▶ Exercise details: Repeat every entry below exactly as given.

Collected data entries
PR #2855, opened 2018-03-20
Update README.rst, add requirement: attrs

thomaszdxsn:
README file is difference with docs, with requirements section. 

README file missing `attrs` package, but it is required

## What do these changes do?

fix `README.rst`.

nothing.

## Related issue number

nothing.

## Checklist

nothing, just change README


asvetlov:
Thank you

▶ Answer section:
PR #2855, opened 2018-03-20
Update README.rst, add requirement: attrs

thomaszdxsn:
README file is difference with docs, with requirements section. 

README file missing `attrs` package, but it is required

## What do these changes do?

fix `README.rst`.

nothing.

## Related issue number

nothing.

## Checklist

nothing, just change README


asvetlov:
Thank you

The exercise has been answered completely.